The ratio of NS:water used for protein precipitation in our experiments was higher than previously reported. To validate the published observations on PLGA nanoprecipitation in our setup, the effects of PLGA concentration, surfactants, and organic:aqueous phase ratio were investigated without the protein particle suspension. The surfactants in the water phase were supposed to stabilize the particles during the nucleation and growth process and were necessary for obtaining stable sub 200 nm particles [9]. In agreement with Lebouille et al., the PLGA particles aggregated into bigger microparticles upon the addition to water if surfactants were not used (see Figure 3A). Another factor that may affect PLGA precipitation was the ratio of the organic to aqueous phase. The organic phase needed to be precipitated in an excess of water; however, larger excess would lead to a lower final concentration of particles, potentially requiring large volumes or up-concentration to be effective in vivo. In our case, a decrease in water phase ratio from 1:39 to 1:9 did not notably affect the particle size or size distribution (see Figure 3B). Therefore, in our setup a 1:9 ratio already provided enough excess volume for successful precipitation leading to higher particle concentrations. Finally, we also tested the influence of PLGA concentration on particle size. As shown in Figure 3C, PLGA particle size decreased from 181.3 ± 0.34 nm to 80.5 ± 0.75 nm with a decreasing PLGA concentration from 13.4 mg/mL to 3.3 mg/mL, respectively.
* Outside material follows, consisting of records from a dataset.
PR #1762, opened 2021-03-24
feat: Delete local .iac-data directory after scan is finished [CC-765]

ipapast:

#### What does this PR do?

In a previous task, we introduced the download and extraction of files in a local cache directory, called '.iac-data'. 

We do not need the files anymore after the scan/test, so we decided to clean up that local directory after the tests finishes.

We also move the dev dependency `rimraf` from dev deps to prod deps. When we support Node >= v12.10.0 we can switch to the supported rmdirSync with recursive options.
https://snyk.slack.com/archives/C0127HWU0E7/p1616688051070900

- Run `npm run build && node iac test file.tf --experimental`
- Run ` ls .iac-data` and see that there is no such directory in the filesystem anymore.

The package [rimraf](https://www.npmjs.com/package/rimraf) was used for the deletion of the directory. This was already in our dev dependencies. 

_Option 2:_
In our version of node fs.rmdirSync is not supported, so in order to delete a non empty directory we would need to make our own recursive function, to check for files in the directory, unlink them and then delete them one by one. Rimraf does this in one line. That function would look like this:

```
export const cleanLocalCache = (directoryPath) => {
  if (fs.existsSync(directoryPath)) {
    fs.readdirSync(directoryPath).forEach((file) => {
      const curPath = path.join(directoryPath, file);
      fs.unlinkSync(curPath);
    });
    fs.rmdirSync(directoryPath);
  } else {
    console.log('Directory path not found');
  }
};
```

[CC-765]

[CC-765]: https://snyksec.atlassian.net/browse/CC-765


src/cli/commands/test/iac-local-execution/local-cache.ts
```diff
@@ -67,3 +68,15 @@ export async function initLocalCache(): Promise<void> {
...
 }
+
+export function cleanLocalCache() {
+  // path to delete is hardcoded for now
+  const iacPath: fs.PathLike = path.join(`${process.cwd()}`, '.iac-data');
+  if (fs.existsSync(iacPath) && !process.env.SNYK_IAC_SKIP_BUNDLE_DOWNLOAD) {
+    try {
+      rimraf.sync(iacPath);
+    } catch (e) {
+      throw Error('The local cache directory could not be deleted');
```
rontalx, line 79: I don't think it's worth breaking the flow in that case, if from whatever reason it might have not succeeded deleting. 
as if there were results, it will completely not show them :\
when we add debug logs we can add here some extra info to learn on such cases potentially.
maybe we should gracefully handle it? 
as in case of a failed deletion, the files being left on disk will be idempotent for the next re-run.

src/cli/commands/test/iac-local-execution/local-cache.ts
```diff
@@ -2,6 +2,7 @@ import * as path from 'path';
 import * as fs from 'fs';
 import { EngineType } from './types';
 import * as needle from 'needle';
+import * as rimraf from 'rimraf';
```
aron, line 5: This requires us to move the rimraf package into production `dependencies` which I think should require a review from Hammer as it has an impact on bundle size and potentially distribution. Is there a way we can do this using just the `fs` api?

ipapast: ^^ @aron  documented on PR description

src/cli/commands/test/iac-local-execution/local-cache.ts
aron: We have the `debug()` function we could use here, but yes I agree it shouldn't result in a critical failure.

src/cli/commands/test/iac-local-execution/local-cache.ts
```diff
@@ -67,3 +68,15 @@ export async function initLocalCache(): Promise<void> {
     );
   }
 }
+
+export function cleanLocalCache() {
+  // path to delete is hardcoded for now
+  const iacPath: fs.PathLike = path.join(`${process.cwd()}`, '.iac-data');
+  if (fs.existsSync(iacPath) && !process.env.SNYK_IAC_SKIP_BUNDLE_DOWNLOAD) {
```
aron, line 75: This line is only here until we land the more permissive smoke tests right?

src/cli/commands/test/iac-local-execution/local-cache.ts
aron: My suggestion would be to use your code snippet from the description here instead.

src/cli/commands/test/iac-local-execution/local-cache.ts
ipapast: Chatted with Aron, we have rebased into master and got the permissive tests.
Also removed the flag so now we download and remove the cache every time.

src/cli/commands/test/iac-local-execution/local-cache.ts
ipapast: Sounds good, replaced it with a debug line

aron (approved):
👍 Very nice, shall we add a note above the rimraf import/call site that says it can be removed when minimum node version is above 12.x?

ipapast:
> 👍 Very nice, shall we add a note above the rimraf import/call site that says it can be removed when minimum node version is above 12.x?

Good call, I'll add that now

src/cli/commands/test/iac-local-execution/local-cache.ts
```diff
@@ -65,3 +70,17 @@ export async function initLocalCache(): Promise<void> {
     );
   }
 }
+
+export function cleanLocalCache() {
+  // path to delete is hardcoded for now
+  const iacPath: fs.PathLike = path.join(`${process.cwd()}`, '.iac-data');
+  if (fs.existsSync(iacPath) && fs.lstatSync(iacPath).isDirectory()) {
```
jahed-snyk, line 77: Not blocking, but this `if` guard shouldn't be needed as rimraf already checks and succeeds if the directory doesn't exist.

> If the file doesn't exist, rimraf will return successfully, since your desired outcome is already the case.

Source: https://github.com/isaacs/rimraf

jahed-snyk (approved):

src/cli/commands/test/iac-local-execution/local-cache.ts
ipapast: Good call, I'll merge it right after this. thank you!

Our results suggested that the final particle size could be controlled by adjusting the PLGA concentration. However, the addition of protein particles inside this PLGA mixture might influence the precipitation outcome. Amylase encapsulation inside PLGA is discussed in the following section.

3.3. Encapuslation

Finally, for practical applications, therapeutical proteins should be encapsulated for drug delivery and on-target release. As a proof-of-concept, amylase was encapsulated inside PLGA nanoparticles using the optimized conditions discussed in the previous sections. First, amylase was precipitated with ACN to form protein nanoparticles (133.7 ± 4.2 nm). Then 10 mg/mL PLGA (final concentration) was added to the suspension, and the whole solution was precipitated in 1% F68 solution. As shown in Figure 4A, 147.7 ± 4.3 nm nanoparticles were formed. In this case, only a small (~14 nm) increase in particle size was detected, suggesting that only a small polymer shell was formed. This may be beneficial for a faster protein release. On the other hand, as seen in Figure 4B, only a small amount, 24 ± 11.2%, of amylase was encapsulated or adsorbed onto the PLGA nanoparticles.

Morales et al. also observed a low EE (~30%) of alpha-chemotrypsin [10]. They improved the EE by lowering the initial protein concentration, i.e., effectively decreasing the size of the protein nanoparticles. This effect of the initial protein particle size on the EE will be investigated in our further experiments. Moreover, the influence of the PLGA polymer shell on the release properties of such nanoparticles will also be studied.

4. Conclusions

In this work, we studied the influence of various process parameters on nanoprecipitation and encapsulation of proteins. We investigated the influence of several solvents and the addition speed on nanoprecipitation of proteins and showed that slow addition (0.5 mL/min) of acetonitrile was a reproducible method to obtain small (<200 nm) protein nanoparticles. We also found the optimum non-solvent:water ratio, 5.5:1, needed for an effective two-step nanoprecipitation with PLGA. Finally, we successfully precipitated amylase without losing its activity and encapsulated amylase nanoparticles in PLGA. Overall, our work validated the feasibility of larger protein precipitation, which is an important step toward nanoprecipitation of immunotherapeutics.